A quality scanner runs on every piece of completed work before it’s eligible for a pull request. Findings from the scanner feed back as new tasks. Bad patterns get flagged. Good patterns get reinforced. The admin agent’s decomposition gets better over time because it’s drawing on a growing corpus of what worked and what didn’t.
This is the flywheel: better environment leads to more productive agents, which produce more code and more knowledge, which leads to better prompts and better task decomposition, which makes the environment even more productive. Each turn of the loop compounds.
The system doesn’t get harder to maintain over time. It gets harder to stop.
What this isn’t
This is not a replacement for human judgment. The admin agent creates pull requests — it doesn’t merge them. A human reviews the output and decides what ships. The autonomous system handles the high-volume, low-judgment work of decomposition, execution, and quality scanning. The human handles the low-volume, high-judgment work of architectural decisions and final approval.
This is also not a single tool or framework. It’s a set of architectural patterns — cycle-based invocation, admin/worker separation, sleep-first design, intent-based input, compounding memory — that can be implemented with various underlying technologies. The specific tools matter less than the patterns. A well-designed orchestration layer with mediocre tools will outperform a poorly-designed one with the best tools available.
And this is not fire-and-forget. You’re not deploying this and walking away forever.

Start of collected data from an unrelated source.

PR #915, opened 2021-11-11
Deduplicate Reference from entity

mvorisek:
## BC break

`Reference` is no longer bound to an entity, thus methods `Reference::ref`, `Field::refModel`, `Field::refLink` requires entity provided as the 1st argument like `$ref->ref($entity)`. No change required if traversing from model/entity directly.


DarkSide666 (approved):
lgtm

PR #917, opened 2021-11-12
Add binary/blob column support for MSSQL and Oracle

mvorisek:
- fixes various inconsistencies so all DB vendors behave the same from the DSQL API
- adds full UTF-8 support for all DB vendors
- adds auto drop tables after each test


src/Persistence.php
```diff
@@ -45,20 +45,11 @@ public static function connect($dsn, string $user = null, string $password = nul
         $dsn = \Atk4\Data\Persistence\Sql\Connection::normalizeDsn($dsn, $user, $password);
 
         switch ($dsn['driverSchema']) {
+            case 'sqlite':
             case 'mysql':
-            case 'oci':
-            case 'oci12':
```
DarkSide666, line 50: For some reason which I don't remember now we had separated Oracle 12 support.

src/Persistence/Sql/Connection.php
```diff
@@ -212,6 +212,16 @@ protected static function connectDbalConnection(array $dsn)
         if (isset($dsn['pdo'])) {
             $pdo = $dsn['pdo'];
         } else {
+            $enforceCharset = [
+                'mysql' => 'utf8mb4',
+                'oci' => 'AL32UTF8',
+            ][$dsn['driverSchema']] ?? null;
+
+            if ($enforceCharset !== null) {
+                $dsn['dsn'] = preg_replace('~; *charset=[^;]+~i', '', $dsn['dsn'])
```
DarkSide666, line 221: So we always enforce utf8? What if user database is not utf8? Previously utf8 was used by default, but user could use different charset too.

src/Persistence/Sql/Oracle/Query.php
```diff
@@ -4,8 +4,24 @@
...
+        if ($this->mode === 'select' && $this->main_table === null) {
+            $this->table('DUAL');
+        }
+
+        return parent::render();
+    }
+
+    public function groupConcat($field, string $delimiter = ',')
+    {
+        return $this->expr('listagg({field}, []) within group (order by {field})', ['field' => $field, $delimiter]);
```
DarkSide666, line 22: Which is lowest Oracle version which supports LISTAGG?

tests/Persistence/Sql/WithDb/SelectTest.php
```diff
@@ -304,14 +267,34 @@ public function testExecuteException(): void
...
 
+    public function testUtf8mb4Support(): void
+    {
+        // remove once https://jira.mariadb.org/browse/MDEV-27050 is fixed
+        if (str_contains($_ENV['DB_DSN'], 'mariadb')) {
+            $this->markTestSkipped('MariaDB has broken support of utf8mb4 identifiers');
+        }
+
+        $this->assertSame(
+            ['❤' => 'žlutý_😀'],
```
DarkSide666, line 278: wow 🚀 :D

DarkSide666 (approved):
LGTM. Pls check comments.

src/Persistence.php
mvorisek: There was a different compatibility layer previously for Oracle 12, but I purged some time ago it in favor of generic layer for Oracle 11 and all tests are run againt this version in CI.

src/Persistence/Sql/Connection.php
mvorisek: Because of many hidden issues. UTF-8 is defacto standard. This is about the connection charset, you can store any data you want in binary fields, actually, this is one of the feature thi PR adds and fixes.

src/Persistence/Sql/Oracle/Query.php
mvorisek: 11g2 https://www.toolbox.com/tech/oracle/blogs/oracle-sql-listagg-in-oracle-9i-022118/

I belive we do not use it Model/Ref thus this version is not strictly required.

PR #5764, opened 2024-07-08
go/worker/registration: Support specifying only entity ID

kostko:


go/oasis-test-runner/oasis/byzantine.go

You’re checking in, reviewing PRs, filing new issues, adjusting priorities. The system handles the grind. You handle the direction.
The shift in what matters
When you have a reliable autonomous orchestration layer, the bottleneck shifts. It’s no longer “how fast can someone write this code.” It’s “how clearly can someone describe what needs to be built.”
Task decomposition becomes the critical skill. A well-decomposed issue — clear scope, explicit success criteria, sensible dependency ordering — flows through the system cleanly. A vague issue produces vague tasks that produce vague code that fails quality checks and gets re-queued. The quality of the input determines the quality of the output, just as it always has. The difference is that good input now scales.
The developers who thrive in this model aren’t necessarily the fastest coders. They’re the ones who can think clearly about what a system needs to do, break it into pieces that can be executed independently, and describe those pieces precisely enough that an autonomous agent can act on them.
If that sounds like engineering management, it should. The role of the human in an autonomous agent system looks a lot like the role of a good engineering manager: set direction, remove blockers, review output, course-correct when needed. The agents are the team.
Starting small
If you want to experiment with these patterns, start with the smallest possible version. A shell script that invokes an AI agent in non-interactive mode, reads the output, and loops. Give it access to a task tracker and a repository. Let it do one thing: check for new tasks, pick the highest priority one, execute it, commit the result. No workers, no memory system, no adaptive sleep. Just the cycle.
Once that’s working, add the admin/worker split. The main loop becomes the admin — it reads tasks but doesn’t execute them. Instead, it spawns a separate agent process for each task, pointed at an isolated worktree. Now you have parallelism and failure isolation.
Then add sleep heuristics. Then add quality scanning on completed work. Then add a memory layer. Each addition compounds on the last. You’re building the flywheel one piece at a time.
The patterns are simple. The discipline of applying them consistently is the hard part. But once the loop is running — once you can file an issue from your phone and wake up to a pull request — the leverage is unlike anything else in software development today.